After a while I noticed I couldn't do some things with it when I had a Bridged adapter setup for the VM. NPM would not install packages because it timed out. I tried running "w3m google.com" and even looked up google.com's ip to check for a DNS issue.

No matter what, I cannot connect to any form of internet. But I can ping anything just fine. I can ping google, npmjs.org, etc.

Thanks for the assistance.

Update: I have been working on this more today, Newer router, asus, I read that people were having issues with belkin routers with bridged adapters so I switched, the asus is new anyways.

The host is connected via ethernet wire.
The VM shows up on the router just fine, And I connect to that device with the IP given by the router just fine. but I still cannot connect to google.com or anything.

Best Answer

This is too long to explain in a comment. Below is how the bridged adapter works.

Yet, if you can ping from the guest debian that means some form of DHCP happened and you must have and IP (which is a different IP from the host machine). I'd check router configuration to see if you're not allowing/disallowing specific MACs and/or IPs from the usage of TCP/UDP protocols (that is a measure some people use on their routers).


Bridged adapter

A bridged adapter on VirtualBox simulates as if there was a bridge (well it is easier to think of this as a hub) on the cable connection to your (host) actual machine.

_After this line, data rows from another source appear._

PR #276, opened 2016-09-07
Retrieve creation date from EXIF data more correctly

skorokithakis:
Currently, Lektor just retrieves the `Image DateTime` for `created_at`. That's incorrect, since, in my tests, that's usually when the image was last edited. This change tries four tags consecutively, and returns the one that's available first. The order it tries the tags more accurately reflects the creation date of the image.


skorokithakis:
Aaand looks like this is a duplicate of #274. A combination of the two would possibly be best, since `modified_at` is also desirable.

singingwolfboy:
Can you tell me how you determined those four tags? I don't know much about EXIF metadata -- is there a standard somewhere that defines what tag means what?

skorokithakis:
I downloaded `exiftool` and found the descriptions online (here's a [good example](http://www.awaresystems.be/imaging/tiff/tifftags/privateifd/exif/datetimeoriginal.html)). I also compared the tags my DSLR wrote and the ones Lightroom updated, to come up with the most representative order for the tags.

tariquesani:
If this PR gets an automated test it would be good to merge this. @skorokithakis would you be interested in writing one? I know it has been a while now...

skorokithakis:
Sure, I'll give it a shot tomorrow.

skorokithakis:
I'm not sure quite how I can test this, but I have modified the test image to have different EXIF dates per field and ensured that the right field is the one that gets picked up first.

skorokithakis:
Yeah, screw everything about git. I'm not interested in spending the twenty hours this merge would require to clean up, I'm afraid.

tariquesani:
@singingwolfboy This one seems good to be merged. Should I?

tests/test_images.py
```diff
@@ -72,4 +72,4 @@ def test_thumbnail_quality(builder):
     # See if the image file with said quality suffix exists
     assert os.path.isfile(image_file)
     # And the filesize is less than 9000 bytes
```
singingwolfboy, line 74: Can you make the value in the comment match the value in the code?

singingwolfboy (approved):
Just one little nitpick. Otherwise, I think this is ready to merge!

tests/test_images.py
tariquesani: I will merge this and then patch the comment separately.

Issue #174, opened 2016-03-17
Ordering of subpages in admin


mdashx:
Subpages should be ordered according to the model definition, but they appear to be always ordered alphabetically.

PR #280, opened 2016-09-20
Return record children sorted by configured order

ulope:
This updates the `/recordinfo` admin API endpoint to return the list of child pages sorted by the configured order (#174).

It seems to me that there should be a more efficient way than calling `pad.get()` on every child in the sorting lambda but I haven't found it. So if there is a way to optimise this I'd be happy for any pointers.

### DIFF
--- a/lektor/admin/modules/api.py
+++ b/lektor/admin/modules/api.py
@@ -46,8 +46,9 @@ def get_path_info():
 
 @bp.route('/recordinfo')
 def get_record_info():
-    db = g.admin_context.pad.db
-    tree_item = g.admin_context.tree.get(request.args['path'])
+    pad = g.admin_context.pad
+    request_path = request.args['path']
+    tree_item = g.admin_context.tree.get(request_path)
     children = []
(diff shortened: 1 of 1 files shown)


singingwolfboy:
Hey @ulope, thanks for the pull request! You're right, there's probably a more efficient way of doing this, but I don't know how to do it either. Maybe we can optimize it after the fact -- if it works, that's a good start. :smile:

However, this _does_ need an automated test to make sure that the code you've written does in fact work properly. It would be really annoying to merge unoptimized code only to find out later on that it got broken by another pull request, and nobody noticed!

ulope:
Sorry for the late reply. 
It looks like there are no API tests as of yet. Should we add them to `test_webui.py` or rather add a separate `test_api.py` (for example)?

tariquesani:
@ulope If you are still interested adding  `test_api.py`  would be the way to go...

tariquesani (changes requested):
Needs integration tests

Even if the connection is over wireless the simulation is similar.

For (almost) all purposes the guest (debian) and the router the host machine is connected to are connected directly. Have separate MAC, separate IP, they even give separate ARP requests.

router <---> host machine running VirtualBox
  ^
  |
  +-----> guest machine running Debian

This is done by sending packets with a different hardware address (you can configure the hardware address in the adapter).

You need to configure the guest system (Debian) to connect to the network as if it was a separate machine. For example, if you use a WPA connection from the host machine you need to configure WPA (including the username and password) in the guest machine.